=== Begin Enclosure ===

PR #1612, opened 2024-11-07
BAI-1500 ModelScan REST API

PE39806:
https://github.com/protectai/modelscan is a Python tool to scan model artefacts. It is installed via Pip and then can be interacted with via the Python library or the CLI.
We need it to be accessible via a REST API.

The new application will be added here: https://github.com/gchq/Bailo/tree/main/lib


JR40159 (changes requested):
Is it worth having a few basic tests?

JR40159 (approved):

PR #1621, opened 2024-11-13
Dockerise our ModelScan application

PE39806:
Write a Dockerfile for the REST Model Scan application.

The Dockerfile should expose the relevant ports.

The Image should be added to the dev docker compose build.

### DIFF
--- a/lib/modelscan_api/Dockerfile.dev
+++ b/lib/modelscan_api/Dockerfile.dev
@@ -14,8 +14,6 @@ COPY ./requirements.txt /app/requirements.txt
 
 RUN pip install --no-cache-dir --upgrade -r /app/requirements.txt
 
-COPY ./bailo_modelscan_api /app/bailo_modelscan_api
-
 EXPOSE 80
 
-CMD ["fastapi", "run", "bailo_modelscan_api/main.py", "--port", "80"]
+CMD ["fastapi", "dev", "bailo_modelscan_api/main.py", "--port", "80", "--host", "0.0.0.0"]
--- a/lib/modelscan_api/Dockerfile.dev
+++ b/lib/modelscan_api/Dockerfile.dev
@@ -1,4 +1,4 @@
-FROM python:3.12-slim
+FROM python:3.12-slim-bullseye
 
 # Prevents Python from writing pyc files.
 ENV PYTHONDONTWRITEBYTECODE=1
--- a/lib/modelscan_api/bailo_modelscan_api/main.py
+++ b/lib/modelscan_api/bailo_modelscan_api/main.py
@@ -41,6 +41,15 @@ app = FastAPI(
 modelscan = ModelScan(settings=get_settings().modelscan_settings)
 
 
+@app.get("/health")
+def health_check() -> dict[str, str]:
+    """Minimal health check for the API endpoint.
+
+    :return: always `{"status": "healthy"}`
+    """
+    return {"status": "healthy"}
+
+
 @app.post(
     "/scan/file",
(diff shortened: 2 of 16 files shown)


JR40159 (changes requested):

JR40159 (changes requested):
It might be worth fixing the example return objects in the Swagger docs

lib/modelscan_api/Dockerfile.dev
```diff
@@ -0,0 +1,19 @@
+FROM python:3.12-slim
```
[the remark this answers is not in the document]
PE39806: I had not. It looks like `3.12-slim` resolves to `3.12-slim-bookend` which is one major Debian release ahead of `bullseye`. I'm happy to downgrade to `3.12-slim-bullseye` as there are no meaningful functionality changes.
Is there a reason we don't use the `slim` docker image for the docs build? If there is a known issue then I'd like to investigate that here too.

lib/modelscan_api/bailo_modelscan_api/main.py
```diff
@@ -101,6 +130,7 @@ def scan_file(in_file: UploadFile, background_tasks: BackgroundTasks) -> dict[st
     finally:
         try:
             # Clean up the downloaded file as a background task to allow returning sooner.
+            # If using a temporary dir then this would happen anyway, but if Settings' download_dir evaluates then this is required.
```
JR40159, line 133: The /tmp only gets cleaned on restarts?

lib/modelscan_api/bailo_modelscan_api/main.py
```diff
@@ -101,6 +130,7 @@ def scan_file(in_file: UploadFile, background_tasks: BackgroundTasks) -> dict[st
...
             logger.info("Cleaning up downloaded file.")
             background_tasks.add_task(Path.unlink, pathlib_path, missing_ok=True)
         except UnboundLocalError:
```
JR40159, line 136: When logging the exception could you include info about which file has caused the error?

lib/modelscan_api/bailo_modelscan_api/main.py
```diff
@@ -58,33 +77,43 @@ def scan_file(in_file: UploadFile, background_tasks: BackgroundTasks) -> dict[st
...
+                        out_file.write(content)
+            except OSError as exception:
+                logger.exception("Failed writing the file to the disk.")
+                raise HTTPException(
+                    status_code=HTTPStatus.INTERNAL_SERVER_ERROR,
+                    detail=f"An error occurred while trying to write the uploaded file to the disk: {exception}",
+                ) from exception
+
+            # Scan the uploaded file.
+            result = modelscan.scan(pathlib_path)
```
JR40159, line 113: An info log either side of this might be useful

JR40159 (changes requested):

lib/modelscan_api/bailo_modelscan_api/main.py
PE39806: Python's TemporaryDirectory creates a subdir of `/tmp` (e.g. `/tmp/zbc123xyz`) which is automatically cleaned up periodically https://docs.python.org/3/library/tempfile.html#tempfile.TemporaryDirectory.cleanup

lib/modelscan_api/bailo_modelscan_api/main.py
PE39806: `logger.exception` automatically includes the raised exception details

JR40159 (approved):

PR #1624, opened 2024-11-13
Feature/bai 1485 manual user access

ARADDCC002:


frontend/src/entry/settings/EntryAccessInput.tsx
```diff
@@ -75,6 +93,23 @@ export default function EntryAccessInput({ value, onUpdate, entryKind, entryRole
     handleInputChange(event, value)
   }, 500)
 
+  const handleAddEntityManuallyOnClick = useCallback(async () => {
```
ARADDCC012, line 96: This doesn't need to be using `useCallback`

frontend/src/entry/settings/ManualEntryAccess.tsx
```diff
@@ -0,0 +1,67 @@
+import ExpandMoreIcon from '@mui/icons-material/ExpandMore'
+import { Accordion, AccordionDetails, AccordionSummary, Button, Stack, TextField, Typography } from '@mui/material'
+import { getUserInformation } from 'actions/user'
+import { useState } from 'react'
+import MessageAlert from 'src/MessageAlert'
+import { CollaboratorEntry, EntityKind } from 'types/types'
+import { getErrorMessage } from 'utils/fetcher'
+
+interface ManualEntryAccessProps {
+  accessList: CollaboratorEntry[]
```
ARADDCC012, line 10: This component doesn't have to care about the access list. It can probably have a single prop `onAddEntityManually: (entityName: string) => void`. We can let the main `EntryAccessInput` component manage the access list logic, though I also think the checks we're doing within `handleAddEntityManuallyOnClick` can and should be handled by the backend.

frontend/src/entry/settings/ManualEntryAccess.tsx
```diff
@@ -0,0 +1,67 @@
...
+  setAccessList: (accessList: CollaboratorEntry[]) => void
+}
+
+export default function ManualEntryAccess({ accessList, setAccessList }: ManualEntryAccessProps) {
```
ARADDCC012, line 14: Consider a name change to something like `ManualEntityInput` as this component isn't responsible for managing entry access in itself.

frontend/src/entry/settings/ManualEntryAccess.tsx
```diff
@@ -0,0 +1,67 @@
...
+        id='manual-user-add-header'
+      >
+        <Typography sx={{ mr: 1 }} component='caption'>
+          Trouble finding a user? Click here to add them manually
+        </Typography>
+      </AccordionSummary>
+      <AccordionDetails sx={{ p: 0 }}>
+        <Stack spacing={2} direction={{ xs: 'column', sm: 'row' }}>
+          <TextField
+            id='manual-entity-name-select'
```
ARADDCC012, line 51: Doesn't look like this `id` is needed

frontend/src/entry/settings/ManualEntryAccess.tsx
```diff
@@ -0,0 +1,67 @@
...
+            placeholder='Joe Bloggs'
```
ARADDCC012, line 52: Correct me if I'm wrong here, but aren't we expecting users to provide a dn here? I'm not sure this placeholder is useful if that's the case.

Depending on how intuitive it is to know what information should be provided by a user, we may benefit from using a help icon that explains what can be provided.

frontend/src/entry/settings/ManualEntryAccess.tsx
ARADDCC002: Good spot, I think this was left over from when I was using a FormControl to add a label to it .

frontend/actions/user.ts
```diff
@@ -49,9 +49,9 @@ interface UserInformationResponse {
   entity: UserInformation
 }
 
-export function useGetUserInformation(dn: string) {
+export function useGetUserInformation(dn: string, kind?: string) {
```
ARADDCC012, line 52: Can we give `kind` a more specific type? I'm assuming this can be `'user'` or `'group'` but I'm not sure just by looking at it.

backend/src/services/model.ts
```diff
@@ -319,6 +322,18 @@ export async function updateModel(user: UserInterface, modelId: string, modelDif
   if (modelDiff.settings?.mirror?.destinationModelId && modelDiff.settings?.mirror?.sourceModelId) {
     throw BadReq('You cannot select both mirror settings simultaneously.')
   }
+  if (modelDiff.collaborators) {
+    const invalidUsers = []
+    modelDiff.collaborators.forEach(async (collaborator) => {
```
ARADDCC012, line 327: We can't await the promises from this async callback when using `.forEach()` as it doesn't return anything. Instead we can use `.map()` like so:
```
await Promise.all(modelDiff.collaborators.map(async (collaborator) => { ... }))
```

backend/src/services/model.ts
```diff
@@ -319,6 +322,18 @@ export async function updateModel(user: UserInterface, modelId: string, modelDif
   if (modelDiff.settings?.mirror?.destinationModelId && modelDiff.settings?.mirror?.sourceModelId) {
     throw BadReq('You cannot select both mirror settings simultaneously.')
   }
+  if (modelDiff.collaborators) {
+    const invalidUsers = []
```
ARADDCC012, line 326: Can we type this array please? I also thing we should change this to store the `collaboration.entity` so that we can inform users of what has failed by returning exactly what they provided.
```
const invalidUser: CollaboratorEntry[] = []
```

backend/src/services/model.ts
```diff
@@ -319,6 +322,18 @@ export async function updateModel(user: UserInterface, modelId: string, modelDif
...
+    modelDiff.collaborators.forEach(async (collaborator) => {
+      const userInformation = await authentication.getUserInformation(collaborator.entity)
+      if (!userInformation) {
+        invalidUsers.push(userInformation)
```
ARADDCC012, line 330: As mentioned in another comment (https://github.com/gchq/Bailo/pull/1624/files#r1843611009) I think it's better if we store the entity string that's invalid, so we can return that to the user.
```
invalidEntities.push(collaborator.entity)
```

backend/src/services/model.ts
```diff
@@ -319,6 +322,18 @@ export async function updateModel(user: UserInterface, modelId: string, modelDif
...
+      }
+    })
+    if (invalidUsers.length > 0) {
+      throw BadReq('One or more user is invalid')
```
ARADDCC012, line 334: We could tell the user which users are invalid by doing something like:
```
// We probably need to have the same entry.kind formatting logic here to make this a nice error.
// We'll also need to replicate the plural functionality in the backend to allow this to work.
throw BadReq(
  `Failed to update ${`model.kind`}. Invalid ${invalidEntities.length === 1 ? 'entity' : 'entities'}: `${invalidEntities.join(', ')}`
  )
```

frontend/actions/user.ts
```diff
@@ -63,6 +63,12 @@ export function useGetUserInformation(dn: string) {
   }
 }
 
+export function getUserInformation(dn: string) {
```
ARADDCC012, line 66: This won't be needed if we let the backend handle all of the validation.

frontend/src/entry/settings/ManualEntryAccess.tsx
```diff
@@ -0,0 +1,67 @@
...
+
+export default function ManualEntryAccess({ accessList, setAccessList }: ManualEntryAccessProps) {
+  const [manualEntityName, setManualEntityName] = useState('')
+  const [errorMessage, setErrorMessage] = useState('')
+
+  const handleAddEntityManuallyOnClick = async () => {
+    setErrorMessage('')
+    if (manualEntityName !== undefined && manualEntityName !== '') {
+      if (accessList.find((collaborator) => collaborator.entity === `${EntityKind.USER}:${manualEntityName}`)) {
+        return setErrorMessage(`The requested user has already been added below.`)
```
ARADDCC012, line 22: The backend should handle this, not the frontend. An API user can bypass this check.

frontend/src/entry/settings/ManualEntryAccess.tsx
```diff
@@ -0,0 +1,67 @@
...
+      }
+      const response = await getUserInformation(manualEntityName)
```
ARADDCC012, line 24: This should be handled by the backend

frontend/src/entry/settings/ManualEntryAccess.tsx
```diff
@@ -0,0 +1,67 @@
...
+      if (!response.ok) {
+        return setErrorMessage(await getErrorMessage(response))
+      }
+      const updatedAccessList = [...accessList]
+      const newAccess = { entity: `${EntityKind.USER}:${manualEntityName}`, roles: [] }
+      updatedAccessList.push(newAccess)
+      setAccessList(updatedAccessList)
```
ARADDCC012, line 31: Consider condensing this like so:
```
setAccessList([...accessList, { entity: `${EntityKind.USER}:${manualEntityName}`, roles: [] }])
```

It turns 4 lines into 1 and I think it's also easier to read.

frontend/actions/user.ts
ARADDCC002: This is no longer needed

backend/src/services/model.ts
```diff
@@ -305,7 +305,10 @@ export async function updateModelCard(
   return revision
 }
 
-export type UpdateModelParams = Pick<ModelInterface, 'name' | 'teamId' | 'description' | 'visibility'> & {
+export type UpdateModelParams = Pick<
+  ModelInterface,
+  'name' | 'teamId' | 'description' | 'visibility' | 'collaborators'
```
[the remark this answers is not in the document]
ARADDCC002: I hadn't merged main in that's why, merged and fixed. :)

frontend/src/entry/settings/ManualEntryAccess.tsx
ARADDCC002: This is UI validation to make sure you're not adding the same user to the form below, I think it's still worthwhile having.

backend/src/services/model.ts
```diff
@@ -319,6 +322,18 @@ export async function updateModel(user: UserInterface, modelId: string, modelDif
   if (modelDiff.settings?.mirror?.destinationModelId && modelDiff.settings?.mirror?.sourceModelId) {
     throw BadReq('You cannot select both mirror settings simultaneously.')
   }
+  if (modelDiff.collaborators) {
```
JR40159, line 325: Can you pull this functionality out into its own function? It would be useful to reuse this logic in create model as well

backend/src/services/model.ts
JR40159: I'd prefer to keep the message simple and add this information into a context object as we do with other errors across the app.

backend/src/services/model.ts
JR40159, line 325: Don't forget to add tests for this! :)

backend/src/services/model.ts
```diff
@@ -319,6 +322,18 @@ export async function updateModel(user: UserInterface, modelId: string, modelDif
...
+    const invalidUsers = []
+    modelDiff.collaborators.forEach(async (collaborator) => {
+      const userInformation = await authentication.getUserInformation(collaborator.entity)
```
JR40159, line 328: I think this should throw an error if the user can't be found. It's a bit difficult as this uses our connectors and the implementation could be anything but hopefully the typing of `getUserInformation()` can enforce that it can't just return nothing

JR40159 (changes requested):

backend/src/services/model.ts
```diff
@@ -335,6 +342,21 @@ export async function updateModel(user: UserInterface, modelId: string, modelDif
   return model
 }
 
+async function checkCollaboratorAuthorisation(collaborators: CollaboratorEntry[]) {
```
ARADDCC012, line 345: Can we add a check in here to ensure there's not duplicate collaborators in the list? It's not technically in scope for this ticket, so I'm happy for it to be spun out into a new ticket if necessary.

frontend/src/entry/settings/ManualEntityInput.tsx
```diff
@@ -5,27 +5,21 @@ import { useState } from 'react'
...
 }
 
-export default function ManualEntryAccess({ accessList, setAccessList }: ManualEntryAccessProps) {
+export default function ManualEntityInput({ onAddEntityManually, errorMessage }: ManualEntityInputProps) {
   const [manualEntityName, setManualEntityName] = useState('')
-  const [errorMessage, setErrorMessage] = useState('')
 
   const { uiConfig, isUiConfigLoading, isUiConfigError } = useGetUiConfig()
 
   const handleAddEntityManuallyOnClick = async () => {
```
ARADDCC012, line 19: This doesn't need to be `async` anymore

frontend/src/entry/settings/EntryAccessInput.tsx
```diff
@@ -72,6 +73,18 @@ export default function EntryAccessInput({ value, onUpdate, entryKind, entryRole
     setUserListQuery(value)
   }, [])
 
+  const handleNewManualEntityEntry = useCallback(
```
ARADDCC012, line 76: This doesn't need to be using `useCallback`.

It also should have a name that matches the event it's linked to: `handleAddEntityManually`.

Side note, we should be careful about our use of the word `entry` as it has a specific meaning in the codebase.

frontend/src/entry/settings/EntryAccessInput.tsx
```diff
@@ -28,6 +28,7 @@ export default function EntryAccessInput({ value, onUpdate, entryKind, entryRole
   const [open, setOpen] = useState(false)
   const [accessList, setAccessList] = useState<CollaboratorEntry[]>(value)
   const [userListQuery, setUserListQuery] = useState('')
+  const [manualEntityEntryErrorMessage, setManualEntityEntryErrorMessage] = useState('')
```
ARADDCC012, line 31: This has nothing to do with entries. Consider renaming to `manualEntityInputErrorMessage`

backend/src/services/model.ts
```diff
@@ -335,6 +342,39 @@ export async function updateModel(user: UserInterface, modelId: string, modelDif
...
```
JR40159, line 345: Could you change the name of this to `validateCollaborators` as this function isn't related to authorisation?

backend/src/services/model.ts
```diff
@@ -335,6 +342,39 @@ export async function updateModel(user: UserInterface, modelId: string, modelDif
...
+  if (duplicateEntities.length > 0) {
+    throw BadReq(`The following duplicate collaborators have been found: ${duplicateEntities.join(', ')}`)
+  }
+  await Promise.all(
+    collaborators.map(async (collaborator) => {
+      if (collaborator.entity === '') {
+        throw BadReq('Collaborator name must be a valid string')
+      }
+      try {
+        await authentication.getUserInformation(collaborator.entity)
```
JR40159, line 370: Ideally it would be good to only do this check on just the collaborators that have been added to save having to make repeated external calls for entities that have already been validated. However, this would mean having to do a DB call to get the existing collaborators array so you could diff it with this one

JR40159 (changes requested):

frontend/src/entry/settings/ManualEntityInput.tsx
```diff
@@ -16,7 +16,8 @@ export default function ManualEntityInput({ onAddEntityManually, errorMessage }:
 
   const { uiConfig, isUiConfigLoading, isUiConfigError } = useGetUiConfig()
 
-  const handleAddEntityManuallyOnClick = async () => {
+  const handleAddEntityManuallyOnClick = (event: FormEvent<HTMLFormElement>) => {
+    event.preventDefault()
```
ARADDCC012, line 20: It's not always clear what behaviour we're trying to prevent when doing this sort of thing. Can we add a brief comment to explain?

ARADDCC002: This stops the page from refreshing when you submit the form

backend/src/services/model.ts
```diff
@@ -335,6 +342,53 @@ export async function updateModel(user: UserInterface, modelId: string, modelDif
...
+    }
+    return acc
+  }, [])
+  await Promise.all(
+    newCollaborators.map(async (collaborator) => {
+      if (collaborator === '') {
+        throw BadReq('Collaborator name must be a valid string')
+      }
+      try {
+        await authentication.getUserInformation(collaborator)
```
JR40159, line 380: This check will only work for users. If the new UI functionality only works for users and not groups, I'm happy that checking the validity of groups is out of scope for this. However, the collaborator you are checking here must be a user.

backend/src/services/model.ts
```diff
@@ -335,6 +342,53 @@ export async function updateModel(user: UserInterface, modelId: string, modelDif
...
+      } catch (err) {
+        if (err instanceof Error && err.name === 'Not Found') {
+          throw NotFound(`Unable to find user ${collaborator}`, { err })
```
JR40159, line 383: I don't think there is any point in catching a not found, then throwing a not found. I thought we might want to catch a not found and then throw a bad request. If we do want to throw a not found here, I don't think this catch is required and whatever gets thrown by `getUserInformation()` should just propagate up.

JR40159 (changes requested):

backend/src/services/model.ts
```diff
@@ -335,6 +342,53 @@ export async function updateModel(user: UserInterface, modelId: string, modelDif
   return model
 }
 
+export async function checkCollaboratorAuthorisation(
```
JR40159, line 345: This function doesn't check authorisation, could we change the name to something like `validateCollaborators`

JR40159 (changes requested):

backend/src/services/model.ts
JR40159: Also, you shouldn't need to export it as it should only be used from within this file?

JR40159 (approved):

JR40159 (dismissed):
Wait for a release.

=== End Enclosure ===
=== Begin Enclosure ===

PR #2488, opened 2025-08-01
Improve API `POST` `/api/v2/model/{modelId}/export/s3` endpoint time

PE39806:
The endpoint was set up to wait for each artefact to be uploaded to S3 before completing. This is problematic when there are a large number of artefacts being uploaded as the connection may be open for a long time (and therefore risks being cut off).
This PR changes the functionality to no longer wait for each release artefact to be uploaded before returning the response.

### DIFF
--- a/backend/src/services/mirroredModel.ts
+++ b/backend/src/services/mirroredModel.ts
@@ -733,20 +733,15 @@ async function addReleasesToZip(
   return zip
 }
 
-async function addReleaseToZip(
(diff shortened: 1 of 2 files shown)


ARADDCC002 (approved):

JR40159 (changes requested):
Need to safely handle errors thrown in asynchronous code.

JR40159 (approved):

=== End Enclosure ===

AIM OF THE EXERCISE: Lines in the material above that contain "slim": how many are there? Reply with the number only.

WORKED SOLUTION: 5